▸ **Task description**
Reproduce each entry below exactly as it appears.
═══ Records shown
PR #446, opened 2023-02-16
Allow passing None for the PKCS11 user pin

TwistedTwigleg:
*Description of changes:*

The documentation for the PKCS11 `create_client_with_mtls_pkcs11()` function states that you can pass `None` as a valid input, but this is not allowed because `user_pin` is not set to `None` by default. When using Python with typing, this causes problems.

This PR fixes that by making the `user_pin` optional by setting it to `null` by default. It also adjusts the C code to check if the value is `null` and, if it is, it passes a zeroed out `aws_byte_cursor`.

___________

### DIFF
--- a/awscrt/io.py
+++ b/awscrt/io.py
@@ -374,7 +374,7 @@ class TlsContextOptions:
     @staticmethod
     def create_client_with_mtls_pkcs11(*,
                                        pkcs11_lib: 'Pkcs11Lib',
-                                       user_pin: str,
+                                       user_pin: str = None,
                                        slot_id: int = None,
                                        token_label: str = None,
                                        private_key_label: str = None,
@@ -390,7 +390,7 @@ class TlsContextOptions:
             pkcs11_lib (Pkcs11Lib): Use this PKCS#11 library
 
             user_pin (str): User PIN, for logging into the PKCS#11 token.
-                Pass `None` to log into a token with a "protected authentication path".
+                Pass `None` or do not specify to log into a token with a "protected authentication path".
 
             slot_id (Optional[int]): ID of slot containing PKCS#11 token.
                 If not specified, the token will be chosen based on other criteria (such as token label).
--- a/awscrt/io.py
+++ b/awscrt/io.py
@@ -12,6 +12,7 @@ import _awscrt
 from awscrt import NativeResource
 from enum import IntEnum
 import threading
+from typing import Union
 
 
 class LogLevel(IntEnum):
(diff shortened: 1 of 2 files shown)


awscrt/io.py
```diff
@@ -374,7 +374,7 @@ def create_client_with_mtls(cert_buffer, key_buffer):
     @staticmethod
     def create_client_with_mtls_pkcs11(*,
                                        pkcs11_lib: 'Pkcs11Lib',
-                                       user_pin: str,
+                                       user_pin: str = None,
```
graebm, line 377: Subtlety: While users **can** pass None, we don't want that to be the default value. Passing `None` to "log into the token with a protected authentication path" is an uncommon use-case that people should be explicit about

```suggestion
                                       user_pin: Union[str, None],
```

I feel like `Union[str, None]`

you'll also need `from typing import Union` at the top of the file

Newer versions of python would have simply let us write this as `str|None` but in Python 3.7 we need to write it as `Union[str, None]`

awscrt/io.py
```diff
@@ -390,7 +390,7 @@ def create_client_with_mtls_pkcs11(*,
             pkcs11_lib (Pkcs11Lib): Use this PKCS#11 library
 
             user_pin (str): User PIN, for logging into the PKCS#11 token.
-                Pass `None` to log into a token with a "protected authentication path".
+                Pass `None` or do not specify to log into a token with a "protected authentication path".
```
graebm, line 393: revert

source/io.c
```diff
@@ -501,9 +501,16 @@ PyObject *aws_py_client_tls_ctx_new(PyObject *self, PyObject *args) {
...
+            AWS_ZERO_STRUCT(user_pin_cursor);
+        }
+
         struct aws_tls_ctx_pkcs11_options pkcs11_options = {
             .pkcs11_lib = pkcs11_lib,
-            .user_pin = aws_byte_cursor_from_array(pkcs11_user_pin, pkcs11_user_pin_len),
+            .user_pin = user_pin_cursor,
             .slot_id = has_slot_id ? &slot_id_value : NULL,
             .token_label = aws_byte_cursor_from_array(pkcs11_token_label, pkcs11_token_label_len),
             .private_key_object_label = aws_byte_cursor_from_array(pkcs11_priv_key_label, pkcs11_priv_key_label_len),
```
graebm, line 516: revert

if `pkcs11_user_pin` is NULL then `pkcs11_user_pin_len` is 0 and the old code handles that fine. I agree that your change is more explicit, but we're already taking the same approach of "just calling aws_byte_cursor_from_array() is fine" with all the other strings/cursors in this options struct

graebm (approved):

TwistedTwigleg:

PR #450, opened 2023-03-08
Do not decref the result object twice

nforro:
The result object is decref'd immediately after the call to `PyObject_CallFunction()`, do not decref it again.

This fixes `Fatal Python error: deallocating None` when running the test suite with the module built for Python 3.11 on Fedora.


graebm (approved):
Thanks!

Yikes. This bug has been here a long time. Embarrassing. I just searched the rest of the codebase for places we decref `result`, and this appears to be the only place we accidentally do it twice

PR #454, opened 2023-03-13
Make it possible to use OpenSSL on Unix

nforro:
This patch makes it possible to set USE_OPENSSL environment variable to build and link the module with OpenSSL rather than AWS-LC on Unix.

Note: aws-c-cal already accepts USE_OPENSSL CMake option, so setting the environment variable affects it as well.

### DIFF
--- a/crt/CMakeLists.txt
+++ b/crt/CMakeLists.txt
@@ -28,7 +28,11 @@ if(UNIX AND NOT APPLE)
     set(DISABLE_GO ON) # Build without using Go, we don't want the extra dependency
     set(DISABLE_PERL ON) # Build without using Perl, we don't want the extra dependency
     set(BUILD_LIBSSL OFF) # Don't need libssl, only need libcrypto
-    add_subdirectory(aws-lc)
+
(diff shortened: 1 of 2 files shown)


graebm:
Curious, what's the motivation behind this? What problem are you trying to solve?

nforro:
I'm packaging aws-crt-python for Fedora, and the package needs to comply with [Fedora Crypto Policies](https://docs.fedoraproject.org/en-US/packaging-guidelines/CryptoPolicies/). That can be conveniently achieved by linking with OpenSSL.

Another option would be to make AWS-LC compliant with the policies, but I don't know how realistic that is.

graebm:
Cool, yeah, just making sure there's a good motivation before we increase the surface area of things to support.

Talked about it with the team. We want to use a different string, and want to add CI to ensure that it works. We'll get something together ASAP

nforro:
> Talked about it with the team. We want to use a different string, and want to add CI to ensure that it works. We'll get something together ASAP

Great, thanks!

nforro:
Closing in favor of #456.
══════
▸ **Output for this task**
PR #446, opened 2023-02-16
Allow passing None for the PKCS11 user pin

TwistedTwigleg:
*Description of changes:*

The documentation for the PKCS11 `create_client_with_mtls_pkcs11()` function states that you can pass `None` as a valid input, but this is not allowed because `user_pin` is not set to `None` by default. When using Python with typing, this causes problems.

This PR fixes that by making the `user_pin` optional by setting it to `null` by default. It also adjusts the C code to check if the value is `null` and, if it is, it passes a zeroed out `aws_byte_cursor`.

___________

### DIFF
--- a/awscrt/io.py
+++ b/awscrt/io.py
@@ -374,7 +374,7 @@ class TlsContextOptions:
     @staticmethod
     def create_client_with_mtls_pkcs11(*,
                                        pkcs11_lib: 'Pkcs11Lib',
-                                       user_pin: str,
+                                       user_pin: str = None,
                                        slot_id: int = None,
                                        token_label: str = None,
                                        private_key_label: str = None,
@@ -390,7 +390,7 @@ class TlsContextOptions:
             pkcs11_lib (Pkcs11Lib): Use this PKCS#11 library
 
             user_pin (str): User PIN, for logging into the PKCS#11 token.
-                Pass `None` to log into a token with a "protected authentication path".
+                Pass `None` or do not specify to log into a token with a "protected authentication path".
 
             slot_id (Optional[int]): ID of slot containing PKCS#11 token.
                 If not specified, the token will be chosen based on other criteria (such as token label).
--- a/awscrt/io.py
+++ b/awscrt/io.py
@@ -12,6 +12,7 @@ import _awscrt
 from awscrt import NativeResource
 from enum import IntEnum
 import threading
+from typing import Union
 
 
 class LogLevel(IntEnum):
(diff shortened: 1 of 2 files shown)


awscrt/io.py
```diff
@@ -374,7 +374,7 @@ def create_client_with_mtls(cert_buffer, key_buffer):
     @staticmethod
     def create_client_with_mtls_pkcs11(*,
                                        pkcs11_lib: 'Pkcs11Lib',
-                                       user_pin: str,
+                                       user_pin: str = None,
```
graebm, line 377: Subtlety: While users **can** pass None, we don't want that to be the default value. Passing `None` to "log into the token with a protected authentication path" is an uncommon use-case that people should be explicit about

```suggestion
                                       user_pin: Union[str, None],
```

I feel like `Union[str, None]`

you'll also need `from typing import Union` at the top of the file

Newer versions of python would have simply let us write this as `str|None` but in Python 3.7 we need to write it as `Union[str, None]`

awscrt/io.py
```diff
@@ -390,7 +390,7 @@ def create_client_with_mtls_pkcs11(*,
             pkcs11_lib (Pkcs11Lib): Use this PKCS#11 library
 
             user_pin (str): User PIN, for logging into the PKCS#11 token.
-                Pass `None` to log into a token with a "protected authentication path".
+                Pass `None` or do not specify to log into a token with a "protected authentication path".
```
graebm, line 393: revert

source/io.c
```diff
@@ -501,9 +501,16 @@ PyObject *aws_py_client_tls_ctx_new(PyObject *self, PyObject *args) {
...
+            AWS_ZERO_STRUCT(user_pin_cursor);
+        }
+
         struct aws_tls_ctx_pkcs11_options pkcs11_options = {
             .pkcs11_lib = pkcs11_lib,
-            .user_pin = aws_byte_cursor_from_array(pkcs11_user_pin, pkcs11_user_pin_len),
+            .user_pin = user_pin_cursor,
             .slot_id = has_slot_id ? &slot_id_value : NULL,
             .token_label = aws_byte_cursor_from_array(pkcs11_token_label, pkcs11_token_label_len),
             .private_key_object_label = aws_byte_cursor_from_array(pkcs11_priv_key_label, pkcs11_priv_key_label_len),
```
graebm, line 516: revert

if `pkcs11_user_pin` is NULL then `pkcs11_user_pin_len` is 0 and the old code handles that fine. I agree that your change is more explicit, but we're already taking the same approach of "just calling aws_byte_cursor_from_array() is fine" with all the other strings/cursors in this options struct

graebm (approved):

TwistedTwigleg:

PR #450, opened 2023-03-08
Do not decref the result object twice

nforro:
The result object is decref'd immediately after the call to `PyObject_CallFunction()`, do not decref it again.

This fixes `Fatal Python error: deallocating None` when running the test suite with the module built for Python 3.11 on Fedora.


graebm (approved):
Thanks!

Yikes. This bug has been here a long time. Embarrassing. I just searched the rest of the codebase for places we decref `result`, and this appears to be the only place we accidentally do it twice

PR #454, opened 2023-03-13
Make it possible to use OpenSSL on Unix

nforro:
This patch makes it possible to set USE_OPENSSL environment variable to build and link the module with OpenSSL rather than AWS-LC on Unix.

Note: aws-c-cal already accepts USE_OPENSSL CMake option, so setting the environment variable affects it as well.

### DIFF
--- a/crt/CMakeLists.txt
+++ b/crt/CMakeLists.txt
@@ -28,7 +28,11 @@ if(UNIX AND NOT APPLE)
     set(DISABLE_GO ON) # Build without using Go, we don't want the extra dependency
     set(DISABLE_PERL ON) # Build without using Perl, we don't want the extra dependency
     set(BUILD_LIBSSL OFF) # Don't need libssl, only need libcrypto
-    add_subdirectory(aws-lc)
+
(diff shortened: 1 of 2 files shown)


graebm:
Curious, what's the motivation behind this? What problem are you trying to solve?

nforro:
I'm packaging aws-crt-python for Fedora, and the package needs to comply with [Fedora Crypto Policies](https://docs.fedoraproject.org/en-US/packaging-guidelines/CryptoPolicies/). That can be conveniently achieved by linking with OpenSSL.

Another option would be to make AWS-LC compliant with the policies, but I don't know how realistic that is.

graebm:
Cool, yeah, just making sure there's a good motivation before we increase the surface area of things to support.

Talked about it with the team. We want to use a different string, and want to add CI to ensure that it works. We'll get something together ASAP

nforro:
> Talked about it with the team. We want to use a different string, and want to add CI to ensure that it works. We'll get something together ASAP

Great, thanks!

nforro:
Closing in favor of #456.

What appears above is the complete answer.